Covalent organic frameworks (COFs) have been designed and successfully synthesized by condensation reactions of phenyl diboronic acid {C6H4[B(OH)2]2} and hexahydroxytriphenylene [C18H6(OH)6]. Powder x-ray diffraction studies of the highly crystalline products (C3H2BO)6·(C9H12)1 (COF-1) and C9H4BO2 (COF-5) revealed expanded porous graphitic layers that are either staggered (COF-1, P63/mmc) or eclipsed (COF-5, P6/mmm). Their crystal structures are entirely held by strong bonds between B, C, and O atoms to form rigid porous architectures with pore sizes ranging from 7 to 27 angstroms. COF-1 and COF-5 exhibit high thermal stability (to temperatures up to 500° to 600°C), permanent porosity, and high surface areas (711 and 1590 square meters per gram, respectively).

The Reticular Chemistry Structure Resource (RCSR) Database of, and Symbols for, Crystal Nets

During the past decade, interest has grown tremendously in the design and synthesis of crystalline materials constructed from molecular clusters linked by extended groups of atoms. Most notable are metal-organic frameworks (MOFs), in which polyatomic inorganic metal-containing clusters are joined by polytopic linkers. (Although these materials are sometimes referred to as coordination polymers, we prefer to differentiate them, because MOFs are based on strong linkages that yield robust frameworks.) The realization that MOFs could be designed and synthesized in a rational way from molecular building blocks led to the emergence of a discipline that we call reticular chemistry. MOFs can be represented as a special kind of graph called a periodic net. Such descriptions date back to the earliest crystallographic studies but have become much more common recently because thousands of new structures and hundreds of underlying nets have been reported. In the simplest cases (e.g., the structure of diamond), the atoms in the crystal become the vertices of the net, and bonds are the links (edges) that connect them. In the case of MOFs, polyatomic groups act as the vertices and edges of the net. Because of the explosive growth in this area, a need has arisen for a universal system of nomenclature, classification, identification, and retrieval of these topological structures. We have developed a system of symbols for the identification of three periodic nets of interest, and this system is now in wide use. In this Account, we explain the underlying methodology of assigning symbols and describe the Reticular Chemistry Structure Resource (RCSR), in which about 1600 such nets are collected and illustrated in a database that can be searched by symbol, name, keywords, and attributes.
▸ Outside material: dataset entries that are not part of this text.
PR #16746, opened 2025-10-16
Backend: Lock immutable volume config settings

roosterfish:
Fixes a recent finding which allows unsetting immutable volume config settings.

### DIFF
--- a/lxd-agent/devlxd_storage.go
+++ b/lxd-agent/devlxd_storage.go
@@ -109,7 +109,7 @@ func devLXDStoragePoolVolumesPostHandler(d *Daemon, r *http.Request) *devLXDResp
 var devLXDStoragePoolVolumeTypeEndpoint = devLXDAPIEndpoint{
 	Path:   "storage-pools/{pool}/volumes/{type}/{volume}",
 	Get:    devLXDAPIEndpointAction{Handler: devLXDStoragePoolVolumeGetHandler},
-	Put:    devLXDAPIEndpointAction{Handler: devLXDStoragePoolVolumePutHandler},
+	Patch:  devLXDAPIEndpointAction{Handler: devLXDStoragePoolVolumePatchHandler},
 	Delete: devLXDAPIEndpointAction{Handler: devLXDStoragePoolVolumeDeleteHandler},
 }
 
@@ -145,7 +145,7 @@ func devLXDStoragePoolVolumeGetHandler(d *Daemon, r *http.Request) *devLXDRespon
 	return okResponseETag(vol, "json", etag)
 }
 
-func devLXDStoragePoolVolumePutHandler(d *Daemon, r *http.Request) *devLXDResponse {
+func devLXDStoragePoolVolumePatchHandler(d *Daemon, r *http.Request) *devLXDResponse {
 	poolName, err := url.PathUnescape(r.PathValue("pool"))
 	if err != nil {
 		return errorResponse(http.StatusBadRequest, err.Error())


roosterfish:
Mhh, looks `test_devlxd_volume_management` is depending on the `volatile.uuid` unset behavior.

MusicDin:
> Mhh, looks test_devlxd_volume_management is depending on the volatile.uuid unset behavior.

What do you mean by depending on `volatile.uuid` being unset? It could be that I've done a mistake, as only important volatile keys in this test are `volatile.<device>.devlxd.owner` (for instances) and `volatile.devlxd.owner` (for volumes)

roosterfish:
> What do you mean by depending on `volatile.uuid` being unset? 

It updates the storage vols using the `devlxd-client storage update-volume` and omits the `volatile.uuid` (and `block.filesystem` if set) in the `{...}` payload which causes removal of those config keys. 

Your test seems right, it's just that it depends on the bug which shouldn't allow unsetting those config keys.

roosterfish:
Think I found a good option to keep all of the original config and only modify the description and size.

MusicDin:
Hmm, I think it would be best if we shift to using patch instead of put for storage volumes through DevLXD. Any new field added in the future will be wiped by DevLXD, especially when considering that DevLXD does not return the entire volume state.

tomponline:
> Hmm, I think it would be best if we shift to using patch instead of put for storage volumes through DevLXD. Any new field added in the future will be wiped by DevLXD, especially when considering that DevLXD does not return the entire volume state.

Agree, good idea.

MusicDin:
The patch is already supported, so I suggest just changing `UpdateStoragePoolVolume` in DevLXD client to use patch:

https://github.com/canonical/lxd/blob/c3dafbf5969144cc0f19bbd131c785db54efee03/client/devlxd_storage.go#L66-L76

roosterfish:
> The patch is already supported, so I suggest just changing `UpdateStoragePoolVolume` in DevLXD client to use patch:

That sounds like a great idea. Then I can drop all the changes made to this test from the PR.

MusicDin:
And please, if you could adjust the LXD agent to expose patch instead of put. Otherwise, DevLXD client won't work with LXD agent

https://github.com/canonical/lxd/blob/c3dafbf5969144cc0f19bbd131c785db54efee03/lxd-agent/devlxd_storage.go#L109-L114

lxd/storage/backend_lxd.go
```diff
@@ -6248,11 +6248,10 @@ func (b *lxdBackend) UpdateCustomVolume(projectName string, volName string, newD
...
 		}
 
-		if changedConfig["security.shifted"] != "" {
-			// Confirm that no running instances are using it when changing shifted state.
-			if inst.IsRunning() && changedConfig["security.shifted"] != "" {
-				return errors.New("Cannot modify shifting with running instances using the volume")
-			}
+		securityShifted, ok := changedConfig["security.shifted"]
+		// Confirm that no running instances are using it when changing shifted state.
+		if ok && inst.IsRunning() && (securityShifted != "" || securityShifted == "") {
```
tomponline: why is this needed `(securityShifted != "" || securityShifted == "")`? if "its empty or not empty" seems redundant? 
Just its presence in `changedConfig` should be sufficient no?

lxd/storage/backend_lxd.go
```diff
@@ -6269,12 +6268,14 @@ func (b *lxdBackend) UpdateCustomVolume(projectName string, volName string, newD
 		}
 
 		// Check that the volume's block.filesystem property isn't being changed.
-		if changedConfig["block.filesystem"] != "" {
+		blockFilesystem, ok := changedConfig["block.filesystem"]
+		if ok && (blockFilesystem != "" || blockFilesystem == "") {
```
tomponline: i think we just need to test for `ok == true`

lxd/storage/backend_lxd.go
roosterfish: Mhh valid point. The case we haven't checked before (which is the bug) is in case `ok==false` which would automatically mean the key also is `==""`.

tomponline: ok==false means its not changed.

lxd/storage/backend_lxd.go

tomponline (approved):
Thanks!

The resource also contains searchable data for polyhedra and layers. The database entries come from systematic enumerations or from known chemical compounds or both. In the latter case, references to occurrences are provided. We describe some crystallographic, topological, and other attributes of nets and explain how they are reported in the database. We also describe how the database can be used as a tool for the design and structural analysis of new materials. Associated with each net is a natural tiling, which is a natural partition of space into space-filling tiles. The database allows export of data that can be used to analyze and illustrate such tilings.

Reticular Chemistry of Metal–Organic Polyhedra

Metal-organic polyhedra (MOPs), are discrete metal-organic molecular assemblies. They are useful as host molecules that can provide tailorable internal volume in terms of metrics, functionality, and active metal sites. As a result, these materials are potentially useful for a variety of applications, such as highly selective guest inclusion and gas storage, and as nanoscale reaction vessels. This review identifies the nine most important polyhedra, and describes the design principles for the five polyhedra most likely to result from the assembly of secondary building units, and provides examples of these shapes that are known as metal-organic crystals.

Vertex-, face-, point-, Schläfli-, and Delaney-symbols in nets, polyhedra and tilings: recommended terminology

We review the various kinds of symbols used to characterize the topology of vertices in 3-periodic nets, tiles and polyhedra, and symbols for tilings, making a recommendation for uniform nomenclature where there is some confusion and misapplication of terminology.